How the wind farm capacity factor and a tax subsidy can beef up a utility's bottom line.
Dr. Gary C. Young is a consulting engineer and founder of GYCO Inc.
Many interested by a profit motive or an environmental motive wax eloquently about the economy of wind farms to generate electricity, since wind energy is an environmentally friendly source of energy or "green power." Thus, the interest in wind farms attracts the attention of citizens, environmental groups, politicians, and commercial companies.
With this diverse interest, a sense of direction is needed to bring a reality check on the economics of wind farms. Consider the following example for a large-scale wind farm.
MidAmerican Energy Inc. plans to build the world's largest wind energy generation project in Iowa.1 The reportedly $323 million project will consist of 180 to 200 wind turbines and have a capacity of 310 MW. An additional capital cost of $15 million for interconnecting and development adds up to a total estimated capital cost of $338 million for the economic evaluation. Landowners will be paid $4,000 per turbine annually for easements.

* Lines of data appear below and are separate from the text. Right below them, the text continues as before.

PR #436, opened 2020-04-27
Fixes SSL failure to connect using proxy or .war

### LINKED ISSUE #109: Add SSL support for the JSR-160 proxy
It would be nice, if the the proxy could communicate via SSL with the JSR-160 backend. 

For this to work, the environment for the connector must probably be extended (see [here](https://github.com/rhuss/jolokia/blob/master/agent/jsr160/src/main/java/org/jolokia/jsr160/Jsr160RequestDispatcher.java#L115) as entry point) and there must be a way to specify the path to the keystore holding the client's private key. It is probably the easiest to start by putting all these parameters in the request as well in order to let the proxy be as much agnostic as possible, not requiring any front up configuration. 

If SSL is to be used, then someone must put the keystore to a place where it is filesystem-reachable from within the proxy.

This issue has low priority, but I'm accepting pull requests (with unit tests) for this feature.

jc-roman:
Adds SSL-RMI support when the `javax.net.ssl.trustStore` system property is defined and fixes error "java.rmi.ConnectIOException: non-JRMP server at remote endpoint. Tested with tomcat 9 by mounting build .war file.  

Resolves #109 - Add SSL support for the JSR-160 proxy

### DIFF
--- a/agent/jsr160/src/main/java/org/jolokia/jsr160/Jsr160RequestDispatcher.java
+++ b/agent/jsr160/src/main/java/org/jolokia/jsr160/Jsr160RequestDispatcher.java
@@ -32,6 +32,7 @@ import java.util.regex.Pattern;
 import javax.management.*;
 import javax.management.remote.*;
 import javax.naming.Context;
+import javax.rmi.ssl.SslRMIClientSocketFactory;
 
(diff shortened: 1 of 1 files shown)


rhuss:
Thanks, that makes sense to me.

Issue #439, opened 2020-06-18
Find Hostaddress for HTTP bind by NIC interfacename


G-Ork:
The actual configuration only supports setting of an fixed ip address. In cluster environments host could have more ip for separate networks. It would be a relaxation to define a nic name match regex-pattern to find the bind ip address. 

In some environments it isn't possible or desired to configure each JVM for each node individually. Using the name of the network interface is an solution to unify the configuration.

| Host   | IP: ethA | IP: ethB |
|--------|----------|--------------|
| Node-A | 1.0.0.1  | 2.0.0.1      |
| Node-B | 1.0.0.2  | 2.0.0.2      |

I'd like to config the jvm agent like: 
NicMatch=ethB so jolokia picks up the 

IP: 2.0.0.1 for Host=Node-A and 
IP: 2.0.0.2 for Host=Node-B.

https://docs.oracle.com/javase/tutorial/networking/nifs/listing.html

rhuss:
Sounds like a good feature to have. Unfortunately I don't have time to implement this, but would be happy to help to integrate a pull request.

G-Ork:
I'll put it on my list then.

G-Ork:
PR is delivered. I could test the new features for me but i have problems to build the whole reactor due to missing mule dependencies. 

As long you support JRE 1.6 you should add maven toolchain plugin. Maven needs 1.8. Its quite dangerous to use an 1.8 jdk to compile 1.6 code.

grgrzybek:
Good news - with #751 fixed, you can now simply use this when running agent:
```shell
-javaagent:/path/to/jolokia-agent.jar=host=\${ip:ethB}
```

Mind that escaping is needed if used in command line, so your shell doesn't try to resolve `ip:ethB` variable.

You can also use:
```shell
-javaagent:/path/to/jolokia-agent.jar=config=/path/to/config.properties
```

and have `config.properties like this:
```properties
host=${ip:ethB}
```

PR #442, opened 2020-06-21
#439 HTTP_bind_by_NIC_interfacename

G-Ork:
- Delegate address resolving to an global service
- Added service for RegEx matching on IPs
- Added service for RegEx matching on interface names
- Extend DocBook for jvm-agent config

### DIFF
--- a/src/docbkx/agents/jvm.xml
+++ b/src/docbkx/agents/jvm.xml
@@ -114,12 +114,37 @@ java -javaagent:agent.jar=port=7777,host=localhost]]></programlisting>
         <td><constant>host</constant></td>
         <td>
           Hostaddress to which the HTTP server should bind to. If "*" or "0.0.0.0" is
-          given, the servers binds to every network interface.
+          given, the servers binds to every network interface. This setting is mutually exclusive to <em>ipmatch</em> and <em>nicmatch</em>. 
+          Do not combine this settings. Bad configuration or errors resolving network informations will fallback to loopback interface for security reasons.
         </td>
         <td>
           <constant>localhost</constant>
         </td>
         </tr>
+        <tr>
+        <td><constant>ipmatch</constant></td>
+        <td>
+          Indirect configuration of Hostaddress to which the HTTP server should bind to. 
+          The IP address string in textual presentation of all available network interfaces will be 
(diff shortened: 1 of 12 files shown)


rhuss:
Thanks a lot for your contribution ! I have a busy week ahead but will reserve some time on Friday to work integrate the PR (and also think about what todo with Java 6 support)

have a nice week ...

src/docbkx/agents/jvm.xml
```diff
@@ -114,12 +114,37 @@ java -javaagent:agent.jar=port=7777,host=localhost]]></programlisting>
...
-          given, the servers binds to every network interface.
+          given, the servers binds to every network interface. This setting is mutually exclusive to <em>ipmatch</em> and <em>nicmatch</em>. 
+          Do not combine this settings. Bad configuration or errors resolving network informations will fallback to loopback interface for security reasons.
         </td>
         <td>
           <constant>localhost</constant>
         </td>
         </tr>
+        <tr>
+        <td><constant>ipmatch</constant></td>
```
rhuss, line 125: I wonder whether we could avoid to a new configuration key like `nicmatch` or `ipmatch` and fold everything into the existing `host` variable. This approach would have multiple advantages:

* Multiple config-clashes would be avoided automatically
* Don't blow up the already huge configuration surface

So my suggestion would be to introduce multiples prefix like `nic:` or `ip:` which then trigger the different modes. Maybe even better just a `match:` if from the value it could be determined whether its a mac or an IP (by the existence of a `:` in the value ?)

Wdyt ?

G-Ork:
Hi thanks for the review and your feedback. I've stubled over many of the topics you suggested during the implementation. 

I don't mind to consider your suggestion. It would be alot easier to reuse the existing key. A prefix would be the best workaround to extend the matching without conflict with the old style dots in ip matching and the RegEx dots in the alternative matching options. 

Did you see a need for supporting to classify ipv4 or ipv6? For myself I decided it for the whole JVM. So I don't need a config key to only bind ipv4.



I would extend the documentation by a table with examples. This should be clearly to understand. 

I try to change it next week. 
I'm not allowed to code this weekend 😍

tadayosi:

With this data as a basis, consider the economics of this project in two case studies (see next page).
Case 1 uses a capacity factor of 35 percent to approximate a break-even cost of 3.4 cents kWh for wind-generated electric power from a large wind farm. If a more detailed economic analysis is done using the Modified Accelerated Cost Recovery System (MACRS), the break-even price for wind energy turns out to be 3.4 cents/kWh-illustrating that the approximation method can be useful. For another site where the capacity factor is lower and the site-specific case has a capacity factor of 20 percent,2 the break-even cost increases and the value becomes about 5.9 cents/kWh using the approximation method.